Fissure

Summary about Disease


An anal fissure is a small tear in the lining of the anus. It causes pain during bowel movements and is often accompanied by bleeding. While often acute and self-limiting, chronic fissures can require medical intervention.

Symptoms


Severe pain during and after bowel movements

Blood on the stool or toilet paper

A visible crack in the skin around the anus

A small lump or skin tag near the anal fissure

Spasm in the anal sphincter muscles

Pain that can last for several hours after a bowel movement

Causes


Passing large or hard stools

Chronic constipation

Straining during bowel movements

Diarrhea

Anal sex

Childbirth

Underlying medical conditions like Crohn's disease (less common)
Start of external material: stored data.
PR #462, opened 2025-10-07
chore(NoTicket): Improve plaintext error handling

ptiurin:
We assumed all the errors that are not recognised by us will be sent in a structured format, with JSON.
However, doesn't look like it's always the case.
We should be able to gracefully handle plaintext errors as well.

### DIFF
--- a/src/firebolt/utils/util.py
+++ b/src/firebolt/utils/util.py
@@ -19,6 +19,7 @@ from httpx import URL, Response, codes
 
 from firebolt.utils.exception import (
     ConfigurationError,
+    FireboltError,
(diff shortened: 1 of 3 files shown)


goprean:
> > lgtm. Just for my education, what backend/3rd party call raises an error that is not a json?
> 
> The one I stumbled upon happens when engine is stopped and autostart is off. If you try to query it you get an error in plaintext.

In my opinion this should be fix on the backend. The same API returning different error formats depending on the state of the engine. Could you at least ask on packdb or gateway to see if this is the desired behavior? Because otherwise we would have to change other drivers as well.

Tight or spastic anal sphincter muscles

Medicine Used


Topical Anesthetics: Lidocaine ointment to numb the area and relieve pain.

Topical Nitroglycerin: To relax the anal sphincter and promote blood flow.

Calcium Channel Blockers: Diltiazem or nifedipine cream to relax the anal sphincter.

Stool Softeners: To make bowel movements easier.

Botulinum Toxin (Botox) Injections: To paralyze the anal sphincter temporarily, reducing spasm.

Pain Relievers: Over-the-counter pain relievers like ibuprofen or acetaminophen can help with pain management.

Is Communicable


No, anal fissures are not communicable. They are not caused by an infection that can be spread from person to person.

Precautions


Increase Fiber Intake: Eat plenty of fruits, vegetables, and whole grains to prevent constipation.

Stay Hydrated: Drink plenty of water to keep stools soft.

Avoid Straining: Do not strain during bowel movements.

Use Stool Softeners: If necessary, use stool softeners to make bowel movements easier.

Practice Good Hygiene: Gently clean the anal area after bowel movements.

Sitz Baths: Soak in warm water several times a day to soothe the area and promote healing.

How long does an outbreak last?


Acute Fissures: Usually heal within a few weeks with conservative treatment.

Chronic Fissures: Can persist for more than 6-8 weeks and may require more aggressive treatment, including surgery.

How is it diagnosed?


Physical Examination: A doctor can usually diagnose an anal fissure by visually inspecting the anus.

Medical History: The doctor will ask about symptoms, bowel habits, and any underlying medical conditions.

Anoscopy: In some cases, an anoscope (a small, lighted tube) may be inserted into the anus to visualize the fissure more clearly.

Sigmoidoscopy or Colonoscopy: These procedures are rarely needed but may be performed if there is suspicion of an underlying condition like Crohn's disease or if other symptoms are present.

Timeline of Symptoms


Initial Injury: Sharp pain during and immediately after a bowel movement.

First Few Days: Pain subsides somewhat between bowel movements but returns with each movement. Bleeding may be present.

Within Weeks (Acute): With treatment, pain gradually decreases, and bleeding stops as the fissure heals.

Chronic (Beyond 6-8 weeks): Persistent pain, continued bleeding, potential development of skin tag or fibrosis around the fissure. Pain is often more consistent and less tied to bowel movements.

Important Considerations


Underlying Conditions: Rule out other potential causes of anal pain and bleeding, such as hemorrhoids, infections, or inflammatory bowel disease.

Chronic Fissures: Chronic fissures can be more difficult to treat and may require surgery.

Sphincter Spasm: Addressing anal sphincter spasm is crucial for healing.

Patient Compliance: Following dietary and lifestyle recommendations is important for preventing recurrence.

Seek Medical Advice: If symptoms persist or worsen, seek medical advice for proper diagnosis and treatment.